-- Data provided --
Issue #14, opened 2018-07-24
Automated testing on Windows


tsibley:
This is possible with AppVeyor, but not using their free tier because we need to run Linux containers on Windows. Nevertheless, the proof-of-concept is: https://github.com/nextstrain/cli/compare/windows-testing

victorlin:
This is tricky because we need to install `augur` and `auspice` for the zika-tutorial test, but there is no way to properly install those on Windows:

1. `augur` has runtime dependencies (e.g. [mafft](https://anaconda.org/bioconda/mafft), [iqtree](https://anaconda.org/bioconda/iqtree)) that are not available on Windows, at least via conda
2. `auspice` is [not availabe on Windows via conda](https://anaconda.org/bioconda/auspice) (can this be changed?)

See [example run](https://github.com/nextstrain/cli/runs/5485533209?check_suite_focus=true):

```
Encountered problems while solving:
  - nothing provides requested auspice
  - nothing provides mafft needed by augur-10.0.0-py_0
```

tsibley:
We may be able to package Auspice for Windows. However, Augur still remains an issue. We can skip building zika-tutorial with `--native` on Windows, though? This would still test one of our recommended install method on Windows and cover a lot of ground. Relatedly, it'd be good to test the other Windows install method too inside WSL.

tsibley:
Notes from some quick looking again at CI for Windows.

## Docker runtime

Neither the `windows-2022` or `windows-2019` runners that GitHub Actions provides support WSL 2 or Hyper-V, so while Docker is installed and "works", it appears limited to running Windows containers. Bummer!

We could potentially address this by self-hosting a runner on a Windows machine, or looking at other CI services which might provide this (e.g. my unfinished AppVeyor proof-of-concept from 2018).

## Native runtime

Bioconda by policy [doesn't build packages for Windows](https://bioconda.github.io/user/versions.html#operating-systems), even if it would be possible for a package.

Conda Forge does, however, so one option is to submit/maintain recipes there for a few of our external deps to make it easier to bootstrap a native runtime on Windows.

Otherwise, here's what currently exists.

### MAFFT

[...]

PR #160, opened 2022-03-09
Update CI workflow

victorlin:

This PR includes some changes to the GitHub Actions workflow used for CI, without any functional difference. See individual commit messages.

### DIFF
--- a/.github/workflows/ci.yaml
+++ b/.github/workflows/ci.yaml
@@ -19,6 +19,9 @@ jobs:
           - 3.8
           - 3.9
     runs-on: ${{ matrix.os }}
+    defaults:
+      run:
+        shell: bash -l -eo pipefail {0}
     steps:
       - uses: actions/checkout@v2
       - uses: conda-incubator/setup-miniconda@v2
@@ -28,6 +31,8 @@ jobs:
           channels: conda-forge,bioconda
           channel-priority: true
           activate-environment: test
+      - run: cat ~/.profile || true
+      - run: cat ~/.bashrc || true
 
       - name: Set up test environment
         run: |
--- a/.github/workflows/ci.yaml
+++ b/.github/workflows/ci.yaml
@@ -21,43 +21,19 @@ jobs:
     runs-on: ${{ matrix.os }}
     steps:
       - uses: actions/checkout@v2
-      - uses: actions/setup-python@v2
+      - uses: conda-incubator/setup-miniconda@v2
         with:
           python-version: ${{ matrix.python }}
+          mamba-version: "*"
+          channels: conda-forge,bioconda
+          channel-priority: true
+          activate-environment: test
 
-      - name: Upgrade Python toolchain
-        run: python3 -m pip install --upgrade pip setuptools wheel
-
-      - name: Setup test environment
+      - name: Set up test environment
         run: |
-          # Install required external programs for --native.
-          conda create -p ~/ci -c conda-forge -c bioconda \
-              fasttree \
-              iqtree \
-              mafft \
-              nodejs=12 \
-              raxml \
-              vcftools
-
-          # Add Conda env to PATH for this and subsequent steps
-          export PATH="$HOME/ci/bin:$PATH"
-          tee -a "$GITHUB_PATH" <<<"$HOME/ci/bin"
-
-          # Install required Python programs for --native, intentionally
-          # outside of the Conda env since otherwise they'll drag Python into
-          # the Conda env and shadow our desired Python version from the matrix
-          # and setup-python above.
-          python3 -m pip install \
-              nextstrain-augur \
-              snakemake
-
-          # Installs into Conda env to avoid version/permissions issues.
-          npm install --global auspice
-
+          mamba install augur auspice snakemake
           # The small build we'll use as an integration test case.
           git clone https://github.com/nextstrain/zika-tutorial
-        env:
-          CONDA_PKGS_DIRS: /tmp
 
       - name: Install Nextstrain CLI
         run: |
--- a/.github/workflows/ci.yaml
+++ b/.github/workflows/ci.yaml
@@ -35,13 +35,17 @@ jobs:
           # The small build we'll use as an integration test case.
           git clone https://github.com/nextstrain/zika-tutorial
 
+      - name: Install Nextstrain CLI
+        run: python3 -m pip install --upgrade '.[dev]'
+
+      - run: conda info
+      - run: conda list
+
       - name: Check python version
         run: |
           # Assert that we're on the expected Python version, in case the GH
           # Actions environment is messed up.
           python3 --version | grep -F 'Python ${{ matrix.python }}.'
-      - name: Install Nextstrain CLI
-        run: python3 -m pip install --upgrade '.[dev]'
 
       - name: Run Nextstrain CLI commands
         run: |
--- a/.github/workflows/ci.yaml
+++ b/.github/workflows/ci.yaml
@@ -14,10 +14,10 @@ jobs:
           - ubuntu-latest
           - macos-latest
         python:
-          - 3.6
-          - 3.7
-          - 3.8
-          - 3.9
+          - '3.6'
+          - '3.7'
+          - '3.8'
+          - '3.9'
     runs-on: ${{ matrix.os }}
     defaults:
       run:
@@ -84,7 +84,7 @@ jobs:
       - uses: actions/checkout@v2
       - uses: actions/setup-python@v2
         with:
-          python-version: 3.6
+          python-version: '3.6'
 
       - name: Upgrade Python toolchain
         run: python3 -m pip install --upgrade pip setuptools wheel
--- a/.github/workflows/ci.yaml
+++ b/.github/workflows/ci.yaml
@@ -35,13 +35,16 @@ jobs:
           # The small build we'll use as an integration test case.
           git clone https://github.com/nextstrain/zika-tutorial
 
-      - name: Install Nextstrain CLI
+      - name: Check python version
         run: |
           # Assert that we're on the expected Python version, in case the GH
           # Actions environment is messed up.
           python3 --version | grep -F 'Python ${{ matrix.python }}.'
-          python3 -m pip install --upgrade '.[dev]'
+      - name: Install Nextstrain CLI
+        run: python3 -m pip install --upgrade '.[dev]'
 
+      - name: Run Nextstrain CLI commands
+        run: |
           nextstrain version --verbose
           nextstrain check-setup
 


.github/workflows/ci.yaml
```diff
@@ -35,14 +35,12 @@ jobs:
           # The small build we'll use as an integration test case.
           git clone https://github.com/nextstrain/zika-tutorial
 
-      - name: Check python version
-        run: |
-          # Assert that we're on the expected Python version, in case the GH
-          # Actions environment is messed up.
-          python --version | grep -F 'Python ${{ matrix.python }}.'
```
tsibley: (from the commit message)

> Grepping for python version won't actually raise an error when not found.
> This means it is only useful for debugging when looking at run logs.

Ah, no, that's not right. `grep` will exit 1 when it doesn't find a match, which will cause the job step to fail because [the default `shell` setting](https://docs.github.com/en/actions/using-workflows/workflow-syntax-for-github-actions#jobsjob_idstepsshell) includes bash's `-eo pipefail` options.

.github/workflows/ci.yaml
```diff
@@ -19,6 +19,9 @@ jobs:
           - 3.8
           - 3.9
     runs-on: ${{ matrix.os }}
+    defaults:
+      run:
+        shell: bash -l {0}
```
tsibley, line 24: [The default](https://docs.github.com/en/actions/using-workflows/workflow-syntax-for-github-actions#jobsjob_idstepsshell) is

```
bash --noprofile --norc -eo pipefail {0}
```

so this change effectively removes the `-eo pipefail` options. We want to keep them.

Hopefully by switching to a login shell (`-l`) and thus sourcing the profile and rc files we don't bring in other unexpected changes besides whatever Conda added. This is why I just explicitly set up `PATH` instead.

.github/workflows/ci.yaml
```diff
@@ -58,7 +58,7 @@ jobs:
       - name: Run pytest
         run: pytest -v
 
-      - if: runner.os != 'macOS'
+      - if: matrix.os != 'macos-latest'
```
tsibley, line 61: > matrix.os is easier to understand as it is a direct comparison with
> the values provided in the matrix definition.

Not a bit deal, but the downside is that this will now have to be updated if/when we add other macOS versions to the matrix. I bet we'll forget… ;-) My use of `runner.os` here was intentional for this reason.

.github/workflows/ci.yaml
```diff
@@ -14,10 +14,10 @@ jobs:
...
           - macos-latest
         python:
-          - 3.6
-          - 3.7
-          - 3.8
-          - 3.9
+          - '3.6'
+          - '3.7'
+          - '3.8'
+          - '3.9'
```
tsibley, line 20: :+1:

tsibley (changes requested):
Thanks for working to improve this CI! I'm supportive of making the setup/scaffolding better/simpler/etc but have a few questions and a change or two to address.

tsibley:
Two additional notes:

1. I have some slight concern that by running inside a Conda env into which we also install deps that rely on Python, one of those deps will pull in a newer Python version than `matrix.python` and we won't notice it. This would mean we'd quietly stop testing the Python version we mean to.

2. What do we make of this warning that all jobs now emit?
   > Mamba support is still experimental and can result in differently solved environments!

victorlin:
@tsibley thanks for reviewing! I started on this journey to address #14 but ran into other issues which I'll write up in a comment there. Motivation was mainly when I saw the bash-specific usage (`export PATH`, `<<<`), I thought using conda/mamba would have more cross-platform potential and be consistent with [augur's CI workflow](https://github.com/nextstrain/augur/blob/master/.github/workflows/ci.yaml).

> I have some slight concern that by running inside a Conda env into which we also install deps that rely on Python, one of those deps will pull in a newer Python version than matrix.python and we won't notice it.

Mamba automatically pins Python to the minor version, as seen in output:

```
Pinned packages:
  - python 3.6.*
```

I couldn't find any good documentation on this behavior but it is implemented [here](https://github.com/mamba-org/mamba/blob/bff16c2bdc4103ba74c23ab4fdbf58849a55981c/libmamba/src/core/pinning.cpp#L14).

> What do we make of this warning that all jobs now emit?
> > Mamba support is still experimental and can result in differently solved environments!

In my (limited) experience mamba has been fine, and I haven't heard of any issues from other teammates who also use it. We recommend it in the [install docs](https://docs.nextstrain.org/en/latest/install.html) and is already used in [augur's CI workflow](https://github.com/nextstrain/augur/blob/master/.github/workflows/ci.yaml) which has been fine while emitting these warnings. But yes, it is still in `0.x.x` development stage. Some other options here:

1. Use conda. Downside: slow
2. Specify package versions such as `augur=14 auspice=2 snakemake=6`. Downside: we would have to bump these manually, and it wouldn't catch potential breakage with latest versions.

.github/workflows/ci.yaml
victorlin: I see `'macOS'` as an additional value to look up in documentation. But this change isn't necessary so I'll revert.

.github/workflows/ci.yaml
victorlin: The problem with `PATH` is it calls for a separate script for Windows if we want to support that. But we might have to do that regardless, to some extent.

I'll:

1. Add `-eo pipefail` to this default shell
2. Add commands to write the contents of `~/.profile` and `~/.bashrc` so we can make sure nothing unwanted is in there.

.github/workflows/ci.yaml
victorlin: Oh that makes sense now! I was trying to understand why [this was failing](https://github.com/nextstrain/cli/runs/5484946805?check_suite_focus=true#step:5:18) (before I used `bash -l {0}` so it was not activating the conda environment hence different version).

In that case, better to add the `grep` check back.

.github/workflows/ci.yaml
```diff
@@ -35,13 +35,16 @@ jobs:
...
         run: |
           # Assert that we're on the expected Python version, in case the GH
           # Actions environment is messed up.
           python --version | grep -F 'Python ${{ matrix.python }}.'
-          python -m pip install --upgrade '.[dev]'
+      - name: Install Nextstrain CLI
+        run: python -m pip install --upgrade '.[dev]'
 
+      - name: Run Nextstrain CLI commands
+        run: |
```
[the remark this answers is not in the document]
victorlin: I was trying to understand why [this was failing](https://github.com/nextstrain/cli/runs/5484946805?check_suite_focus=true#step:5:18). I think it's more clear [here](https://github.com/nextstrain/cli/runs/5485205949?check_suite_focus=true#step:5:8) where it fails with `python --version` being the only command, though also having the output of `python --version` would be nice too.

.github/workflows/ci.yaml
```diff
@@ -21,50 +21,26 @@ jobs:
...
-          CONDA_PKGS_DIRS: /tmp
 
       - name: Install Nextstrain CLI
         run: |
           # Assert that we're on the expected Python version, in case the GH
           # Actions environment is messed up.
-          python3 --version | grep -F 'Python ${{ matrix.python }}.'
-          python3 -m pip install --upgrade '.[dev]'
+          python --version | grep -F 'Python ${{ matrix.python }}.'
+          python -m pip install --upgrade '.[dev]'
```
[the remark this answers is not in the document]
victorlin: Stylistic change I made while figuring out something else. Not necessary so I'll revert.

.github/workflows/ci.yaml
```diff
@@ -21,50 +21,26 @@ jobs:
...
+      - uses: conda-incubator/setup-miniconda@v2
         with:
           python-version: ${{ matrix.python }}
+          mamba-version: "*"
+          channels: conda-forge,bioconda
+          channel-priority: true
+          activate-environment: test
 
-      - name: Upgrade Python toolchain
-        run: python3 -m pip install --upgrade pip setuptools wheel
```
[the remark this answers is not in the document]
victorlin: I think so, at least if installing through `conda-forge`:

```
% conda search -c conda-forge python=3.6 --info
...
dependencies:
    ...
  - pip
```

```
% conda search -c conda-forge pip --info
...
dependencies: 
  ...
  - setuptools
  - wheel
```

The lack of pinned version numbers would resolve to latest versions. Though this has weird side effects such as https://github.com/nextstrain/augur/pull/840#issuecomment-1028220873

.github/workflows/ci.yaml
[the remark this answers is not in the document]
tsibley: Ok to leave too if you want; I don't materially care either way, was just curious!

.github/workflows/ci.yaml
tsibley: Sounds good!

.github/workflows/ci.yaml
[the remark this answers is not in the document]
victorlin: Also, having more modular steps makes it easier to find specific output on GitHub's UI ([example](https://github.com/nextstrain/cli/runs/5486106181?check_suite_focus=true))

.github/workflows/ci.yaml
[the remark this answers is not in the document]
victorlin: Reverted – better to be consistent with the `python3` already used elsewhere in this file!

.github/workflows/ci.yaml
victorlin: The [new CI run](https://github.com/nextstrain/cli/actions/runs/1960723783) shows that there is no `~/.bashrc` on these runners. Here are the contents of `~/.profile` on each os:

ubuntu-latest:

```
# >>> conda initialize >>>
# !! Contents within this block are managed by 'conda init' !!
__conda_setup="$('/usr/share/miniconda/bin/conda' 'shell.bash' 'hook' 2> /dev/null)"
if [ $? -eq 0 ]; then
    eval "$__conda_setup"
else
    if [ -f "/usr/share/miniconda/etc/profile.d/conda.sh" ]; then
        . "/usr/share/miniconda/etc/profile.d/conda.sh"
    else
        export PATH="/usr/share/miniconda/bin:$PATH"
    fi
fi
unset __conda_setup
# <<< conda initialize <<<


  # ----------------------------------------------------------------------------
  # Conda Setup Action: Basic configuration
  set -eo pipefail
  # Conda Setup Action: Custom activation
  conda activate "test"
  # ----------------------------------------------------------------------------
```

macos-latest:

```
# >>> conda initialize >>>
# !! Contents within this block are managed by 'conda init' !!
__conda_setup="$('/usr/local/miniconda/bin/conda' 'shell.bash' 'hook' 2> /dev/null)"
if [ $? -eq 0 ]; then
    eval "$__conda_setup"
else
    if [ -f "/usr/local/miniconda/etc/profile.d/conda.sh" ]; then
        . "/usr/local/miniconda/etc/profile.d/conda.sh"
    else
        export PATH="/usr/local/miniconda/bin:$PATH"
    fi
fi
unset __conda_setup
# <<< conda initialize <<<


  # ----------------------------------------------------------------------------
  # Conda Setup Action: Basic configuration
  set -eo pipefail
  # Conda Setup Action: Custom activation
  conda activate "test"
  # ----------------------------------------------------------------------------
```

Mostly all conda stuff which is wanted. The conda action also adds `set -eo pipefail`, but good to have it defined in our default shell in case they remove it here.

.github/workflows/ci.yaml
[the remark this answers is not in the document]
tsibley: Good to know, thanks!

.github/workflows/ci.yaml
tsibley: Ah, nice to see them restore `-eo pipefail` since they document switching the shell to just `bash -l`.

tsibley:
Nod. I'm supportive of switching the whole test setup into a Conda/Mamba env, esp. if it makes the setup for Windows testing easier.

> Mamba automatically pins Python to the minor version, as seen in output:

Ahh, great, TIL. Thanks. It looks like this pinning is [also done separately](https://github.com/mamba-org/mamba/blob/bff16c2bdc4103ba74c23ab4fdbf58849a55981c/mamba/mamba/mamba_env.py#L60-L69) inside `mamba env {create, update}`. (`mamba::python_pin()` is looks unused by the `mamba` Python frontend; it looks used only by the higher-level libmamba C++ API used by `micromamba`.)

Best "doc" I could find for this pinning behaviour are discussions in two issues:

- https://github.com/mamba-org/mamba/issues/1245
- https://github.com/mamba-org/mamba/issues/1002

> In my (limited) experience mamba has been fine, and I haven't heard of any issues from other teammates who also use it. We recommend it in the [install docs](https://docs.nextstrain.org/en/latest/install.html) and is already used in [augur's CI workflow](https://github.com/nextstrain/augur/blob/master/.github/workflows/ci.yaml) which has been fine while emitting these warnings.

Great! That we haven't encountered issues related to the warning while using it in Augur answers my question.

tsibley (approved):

-- Task objective --
Tally up the lines above in which "necessary" occurs. Give the result as a bare number.

-- Response area --
2